# Honeymoon in Caribbean



## slookie (8 May 2008)

Hi all.
I am getting married on Dec 20 later this year, and it's up to mise to organise the honeymoon. Definitely going to go to the Caribbean, but which island? Ideally I'd like to go on a 3 -5 day cruise, then a week chilling on an island, and then back to New York for 2 or 3 nights. Can anyone recommend which cruise to go on? Which island is the best value for money? herself is lookin at Dominican republic.....4 or 5 star all inclusive. They all look nice when you look them up online. Looking at a budget of maybe 4 or 5 grand. All help appreciated.


----------



## slookie (8 May 2008)

Sorry forgot to say that we won't be going until the 2 Jan probably.


----------



## Rebelette (8 May 2008)

Wouldn't recommend Jamaica anyway.

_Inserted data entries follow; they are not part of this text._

PR #1745, opened 2020-10-11
Takeaway-challenge submission

dm-devtech:


lib/BillCalculator.rb
```diff
@@ -0,0 +1,54 @@
...
+          @total += v * @meal_options.values[1]
+        elsif k == @meal_options.keys[2]
+          @total += v * @meal_options.values[2]
+        elsif k == @meal_options.keys[3]
+          @total += v * @meal_options.values[3]
+        elsif k == @meal_options.keys[4]
+          @total += v * @meal_options.values[4]
+        elsif k == @meal_options.keys[5]
+          @total += v * @meal_options.values[5]
+        end
```
tatsiana-makers, line 25: With hashes, you can look up values by the key, so for example:
```
inventory = {:pencil => 5, :notebook => 6, :envelope => 3}

p inventory[:pencil] // prints out 5
```

Can you see how this hash lookup can be used to simplify this code? Are there other places the code can be refactored in this way to improve readability?

lib/Menu.rb
```diff
@@ -0,0 +1,45 @@
+class Menu
+  attr_reader :meal_options, :dishes, :customer_total, :store_order
+
+  MEAL_OPTIONS = {:Hamburger=>5, :Pizza=>6, :Pasta=>4,:Fish_and_chips=>5,:Salad=>3,:Lamb_Shank=>7}
+
+    def initialize(printer = Print.new, bill = BillCalculator.new(MEAL_OPTIONS))
+      @dishes = dishes
```
tatsiana-makers, line 7: What is the `dishes` on the right hand side of this line of code?

To get some visibility on what is happening, try creating a new Menu instance in `irb` and seeing what the value of `dishes` is

lib/Menu.rb
```diff
@@ -0,0 +1,45 @@
...
+      @bill.calculate_total(@dishes)
+
+    end
+
+    def print_all
+      @printer.print_dishes(MEAL_OPTIONS)
+    end
+
+    def my_total(total)
+      @customer_total = total
```
tatsiana-makers, line 27: Does the `@customer_total` need to be an instance variable in this class or can it be a local variable that is passed to the `total_error` method as an input parameter?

We stayed in one of the sandals resorts, all inclusive, and were totally unimpressed.


----------



## jimboman (8 May 2008)

just back from an royal caribbean cruise with 7 caribbean stops. barbados and st thomas were the nicest islands. id say barbados has the best mixture of beautiful sights, restuarants and nite life though. all the islands are cheap really, bottles of carib (same as corona) for 2-3 dollars. 4 dollars would be very dear there and as you know 2 dollars is about 1.20 euro.  with ur budget u cud stay anywhere. i was on the explorer of the seas and couldnt say enough good things about the ship and the company themselves. 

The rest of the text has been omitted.